Al día siguiente, al llegar donde los franceses, no encontró ni rastro de la “roulotte”. Les buscó inútilmente por toda la ciudad. Como llegaron se fueron: el mismo confuso desasosiego, la misma mezquina vehemencia e infecto entusiasmo que les trajo se los había llevado para siempre. Los Moreau pertenecían a esa clase de turistas que se sirven de la ilusión de los indígenas como de un puente para alcanzar el mito, que luego, cuando ya no necesitan, destruyen tras de sí.

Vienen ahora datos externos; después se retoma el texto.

PR #3493, opened 2023-09-21
Add streams endpoint

josedonizetti:

This PR adds the stream endpoint to the grpc server, which closes the implementation of the v1beta1 of the grpc API. The user needs pass which policies to create a stream, and optionally he can filter with fields to get as a response with the field mask. 

### 2. Explain how to test it

test streams:

```
func main() {
	kk := keepalive.ClientParameters{
		Time:                10 * time.Second, // send pings every 10 seconds if there is no activity
		Timeout:             time.Second,      // wait 1 second for ping ack before considering the connection dead
		PermitWithoutStream: true,             // send pings even without active streams
	}

	var opts []grpc.DialOption
	opts = append(opts, grpc.WithKeepaliveParams(kk))

	if err != nil {
	}
	defer conn.Close()

	client := pb.NewTraceeServiceClient(conn)

	stream, err := client.StreamEvents(context.Background(), &pb.StreamEventsRequest{
		Policies: []string{"signature-events", "test"},
	})
	if err != nil {
		log.Fatal(err)
	}
	for {
		event, err := stream.Recv()
		if err == io.EOF {
			break
		}
		if err != nil {
			log.Fatal(err)
		}
		fmt.Printf("receive event: %v", event)
	}
}
```

test fieldmask:

```
func main() {
	kk := keepalive.ClientParameters{
		Time:                10 * time.Second, // send pings every 10 seconds if there is no activity
		Timeout:             time.Second,      // wait 1 second for ping ack before considering the connection dead
		PermitWithoutStream: true,             // send pings even without active streams
	}

	var opts []grpc.DialOption
	opts = append(opts, grpc.WithKeepaliveParams(kk))

	if err != nil {
	}
	defer conn.Close()

	client := pb.NewTraceeServiceClient(conn)

	stream, err := client.StreamEvents(context.Background(), &pb.StreamEventsRequest{
		Policies: []string{"signature-events", "test"},
		Mask: &fieldmaskpb.FieldMask{
			Paths: []string{
				"name",
			},
		},
	})
	if err != nil {
		log.Fatal(err)
	}
	for {
		event, err := stream.Recv()
		if err == io.EOF {
			break
		}
		if err != nil {
			log.Fatal(err)
		}
		fmt.Println("receive event", event)
	}
}
```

Al caer la noche, Manolo regresó a su casa, completamente agotado, y se arrojó sobre la cama. No eran más que fantasmas: pero ese frustrado viaje a un lejano país, esa artificial luz de luna brillando en el pijama de la niña, esa falsa cita con el futuro, la emoción, el loco sueño de emigrar, el tacto de la seda y el dolor punzante quedaron en él y ahora, lo mismo que entonces, despertó del profundo sueño requerido por voces conocidas y amables que se empeñaban siempre en convencerle de los peligros que representa el desviarse del común camino de todos -esta vez no era sin embargo la voz plañidera y el rostro todavía bello de su madre acercándose, bajando sobre el suyo en un extremo del ángulo de la luz que entraba por la ventana de la chabola, diciéndole: “Despierta, hijo, mira, éste es tu nuevo padre” (apenas tuvo tiempo de ver, en escorzo, los cabellos llenos de brillantina y bien peinados y el perfil altanero del gitano) porque él estaba ya planeando huir a Barcelona en un tren de mercancías y refugiarse en casa de su hermano- era el rostro de una muchacha que sonreía en medio del estallido del sol, en el Parque Güell, pero que a pesar de la sonrisa ya de entrada anunciaba lo poco que podía ofrecer: un laborioso magreo dominical, y eso aún habría que verlo: Lola, y más atrás la Rosa y el Sans cargados con las bolsas de playa y la comida. Bernardo se sacudía la hierba pegada a los pantalones. Junto a él, las motos robadas. “Hola, perezoso -dijo la Lola con una mano en el escote de su vestido de verano, inclinada sobre su rostro, como si fuera a beber en sus facciones-. Que nos vamos a la playa. ¿Qué es eso de ponerse a dormir…?” Pero tal vez porque los ojos del muchacho reflejaban todavía la honda decepción de los recuerdos evocados, o porque estaba en esa edad en que el sueño en lugar de clavarle su garra en el rostro y deshacérselo todavía se lo embellecía más, igual que las borracheras se lo endulzaban con una dejadez infantil, la Lola captó algo en su mirada que debió asustarla y no le tendió la mano cuando él se la reclamó para que le ayudara a incorporarse. “Tanto peor”, se dijo él. Ya puesto en pie, exclamó algo en un catalán que nadie comprendió y luego lo primero que miró fueron las caderas de la Lola con ojos llenos de escepticismo. “En fin -murmuró-, larguémonos a la playa de una puñetera vez.”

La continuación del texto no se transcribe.